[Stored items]
········

PR #2454, opened 2023-12-26
#2420. Add object-pattern exhaustiveness tests

sgrekhov:


LanguageFeatures/Extension-types/exhaustiveness_object_A01_t02.dart
```diff
@@ -0,0 +1,78 @@
...
+
+extension type FaceET1<T>(Face<T> _) {}
+extension type FaceET2<T>(Face<T> _) implements Face<T> {}
+
+String test1_1(FaceET1 face) {
+  switch (face) {
+    case Jack(): return 'Jack';
+    case Queen(): return 'Queen';
+    case King(suit: _): return 'King';
+  }
```
eernstg, line 26: This one is blocked on https://github.com/dart-lang/language/issues/3534 and https://github.com/dart-lang/language/issues/3524: If we don't consider `FaceET1` and `FaceET2` as always-exhaustive then line 27 would be considered reachable, and we'd have an error. If we don't consider the extension type erasure of `FaceET1` or `FaceET2` then we can't conclude that the switch statement is exhaustive.

I believe this implies that we can only expect this to compile with no errors if both of those proposals are accepted.

LanguageFeatures/Extension-types/exhaustiveness_object_A01_t03.dart
```diff
@@ -0,0 +1,44 @@
+// Copyright (c) 2023, the Dart project authors.  Please see the AUTHORS file
+// for details. All rights reserved. Use of this source code is governed by a
+// BSD-style license that can be found in the LICENSE file.
+
+/// @assertion Switch statements and expressions with a sealed class as a
+/// matched type are always exhaustive
+///
+/// @description Check that it is no compile-time error if the matched value
+/// type of a switch expression is a sealed class as and the set of cases is an
+/// exhaustive set of object patterns with extension types
```
eernstg, line 10: Yes, this one should work today!

(We _do_ have a decision that object patterns whose type is an extension type should be considered to have the erasure as its type during exhaustiveness computations).

LanguageFeatures/Extension-types/exhaustiveness_object_A01_t04.dart
```diff
@@ -0,0 +1,54 @@
+// Copyright (c) 2023, the Dart project authors.  Please see the AUTHORS file
+// for details. All rights reserved. Use of this source code is governed by a
+// BSD-style license that can be found in the LICENSE file.
+
+/// @assertion Switch statements and expressions with a sealed class as a
+/// matched type are always exhaustive
+///
+/// @description Check that it is no compile-time error if the matched value
+/// type of a switch statement is a sealed class as and the set of cases is an
+/// exhaustive set of object patterns with extension types
```
eernstg, line 10: This one is again blocked.

eernstg (commented):
This one is again blocked (on https://github.com/dart-lang/language/issues/3534 and https://github.com/dart-lang/language/issues/3524, no less).

It should again be possible to split it into two PRs, one which is OK today, and another one which is blocked.

LanguageFeatures/Extension-types/exhaustiveness_object_A01_t02.dart
sgrekhov: @eernstg I believe that `FaceET1` and `FaceET2` are considered as always exhaustive now. So, this shouldn't be blocked any longer. But why we should have an error here? `Face` is a sealed class and `Jack`, `Queen` and `King` is an exhaustive set of descendants. The current implementation doesn't produce an error here

LanguageFeatures/Extension-types/exhaustiveness_object_A01_t04.dart
sgrekhov: Unblocked now? No error in the current implementation

LanguageFeatures/Extension-types/exhaustiveness_object_A01_t02.dart
eernstg: Ah, that's probably because flow analysis trusts a switch statement to be exhaustive when it has been handled by the exhaustivenses algorithm. So with 3524, `FaceET1/2` are always-exhaustive, the exhaustiveness check is satisfied, and the flow analysis doesn't care that it can't see the same thing, it just concludes that we can't reach the end of the function because every branch of this switch will complete returning (that is, it will not complete normally).

So we're good!

LanguageFeatures/Extension-types/exhaustiveness_object_A01_t04.dart
eernstg: Actually, it was probably not blocked after all.

Anyway, the analysis today says: `Face` is always-exhaustive, so we must check exhaustiveness of switch statements (and switch expressions, too, as always). The extension-typed object patterns are checked during exhaustiveness analysis according to their erasure, and we do have all immediate subtypes of `Face` (with some extra tricks around type arguments).

So: Unblocked indeed.

eernstg (approved):
LGTM!

It is a source of confusion that we have exhaustiveness analysis and also flow analysis, and they aren't equally powerful.

PR #2455, opened 2023-12-27
#1400. Add type inference tests for extension types

sgrekhov:
There is no statement from the assertion in the spec but I think it is assumed


eernstg (approved):
LGTM

PR #2457, opened 2023-12-28
Fixes #2440. Add asyncStart/End() to Stream interface tests

### LINKED ISSUE #2440: Missing `asyncStart`/`asyncEnd` in async/StreamController/stream_all_A01_t02
```dart
import "dart:async";
import "../Stream/allTests_A02.lib.dart";

Stream<T> create<T>(Iterable<T> data,
    {bool isError(T element)?, T? defaultValue}) {
  StreamController<T> sc = new StreamController<T>();
  for (T e in data) {
    if (isError != null && isError(e)) {
      sc.addError(e as Object);
    } else {
      sc.add(e);
    }
  }
  new Future(() => sc.close()); // close stream controller later
  return sc.stream;
}

main() {
  test(create);
}
```

Here we need a `asyncEnd` after `sc.clone`, and a corresponding `asyncStart` somewhere.

I'm not sure where would be the best for `asyncStart`. Ideally we want just one `asyncStart` with the right argument. I don't know if it's possible in this test.

sgrekhov:


osa1 (approved):
LGTM, thanks!

PR #2458, opened 2023-12-29
#2420. Add cast-pattern tests for extension types

sgrekhov:


LanguageFeatures/Extension-types/exhaustiveness_cast_A01_t01.dart
```diff
@@ -0,0 +1,100 @@
...
+extension type IntET1(int _) {}
+extension type IntET2(int _) implements int {}
+
+int test1_1(ObjectET1 obj) {
+  switch (obj) {
+    case int(isEven: true) as int:
+      return 1;
+    case int _:
+      return 2;
+  }
```
eernstg, line 37: This one is blocked on https://github.com/dart-lang/language/issues/3534: If I change `ObjectET1` to `Object` then the function has no error (that is, flow analysis then recognizes that it is not possible to reach the end of the function). This implies that (1) the implementation does not use the rule which is recommended in said issue, and (2) if that proposal is implemented then we won't have an error (so it does matter).

LanguageFeatures/Extension-types/exhaustiveness_cast_A01_t01.dart
```diff
@@ -0,0 +1,100 @@
...
+}
+
+int test2_1(Object obj) {
+  switch (obj) {
+    case int(isEven: true) as IntET1:
+      return 1;
+    case int _:
+      return 2;
+  }
+}
```
eernstg, line 56: Same experiment, same outcome: This one is blocked on dart-lang/language#3534.

eernstg (commented):
At least some of these tests are blocked on dart-lang/language#3534.

LanguageFeatures/Extension-types/exhaustiveness_cast_A01_t01.dart
eernstg: Right, `ObjectET1` is not always-exhaustive, so we don't check the switch statement for exhaustiveness and we expect to be able to reach the end of the function, and that's an error. Good!

eernstg (approved):
LGTM

PR #2459, opened 2024-01-02
#2420. Add more dynamic semantics extension type tests

sgrekhov:


LanguageFeatures/Extension-types/dynamic_semantics_extension_type_A06_t01.dart
```diff
@@ -0,0 +1,61 @@
...
+extension type BoolET1(bool _) {}
+extension type BoolET2(bool _) implements bool {}
+extension type const ConstBoolET1(bool _) {}
+extension type const ConstBoolET2(bool _) implements bool {}
+
+main() {
+  var _false = BoolET1(false);
+  var _true = BoolET2(true);
+  const True = ConstBoolET1(true);
+  const False = ConstBoolET2(false);
```
eernstg: Perhaps use standard conventions for naming (we aren't testing non-standard names):

```suggestion
var _false = BoolET1(false);
var _true = BoolET2(true);
const cTrue = ConstBoolET1(true);
const cFalse = ConstBoolET2(false);

main() {
```

This makes `_false` and `_true` standard private names, and it makes `cTrue` and `cFalse` standard camel-case names. I think this is good for the overall readability, and surely we have some other tests verifying that local variables can have "looks just like private" names, and non-types can have capitalized names, even though they shouldn't. ;-)

eernstg: (I had no other comments, so I went ahead and did this.)

eernstg (approved):
LGTM. I adjusted a couple of typo-level things.

PR #2461, opened 2024-01-03
Fixes #2436. Add test for external constructors with initializers

### LINKED ISSUE #2436: Add test for external constructor that initializes fields
Add test like
```dart
class C {
  num x;
  external C(this.x); // Error
}

main() {
  print(C);
}
```

See also https://github.com/dart-lang/language/issues/3516

sgrekhov:


eernstg (approved):
LGTM

eernstg (commented):
LGTM.

We could cover assertions as well, but this is not very important because it's a syntax error already at `:`, and hence it doesn't matter what we put after the `:`, it's still going to be a syntax error.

········

In the entries above, find each line with the word "class" and return it.

+/// @assertion Switch statements and expressions with a sealed class as a
+/// type of a switch expression is a sealed class as and the set of cases is an
+/// @assertion Switch statements and expressions with a sealed class as a
+/// type of a switch statement is a sealed class as and the set of cases is an
sgrekhov: @eernstg I believe that `FaceET1` and `FaceET2` are considered as always exhaustive now. So, this shouldn't be blocked any longer. But why we should have an error here? `Face` is a sealed class and `Jack`, `Queen` and `King` is an exhaustive set of descendants. The current implementation doesn't produce an error here
class C {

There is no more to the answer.